EXERCISE
The reply should contain all of the data below, word for word.

EXERCISE MATERIALS
PR #21460, opened 2026-05-02
[Pluggable Engine] Fixes for end to end ingestion in DataFormatAwareEngine

rayshrey:
### Description

This PR fixes multiple issues that we observed in our end to end testing during ingestion for DataFormatAwareEngine.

REPLY TO THE EXERCISE
PR #21460, opened 2026-05-02
[Pluggable Engine] Fixes for end to end ingestion in DataFormatAwareEngine

rayshrey:
### Description

This PR fixes multiple issues that we observed in our end to end testing during ingestion for DataFormatAwareEngine.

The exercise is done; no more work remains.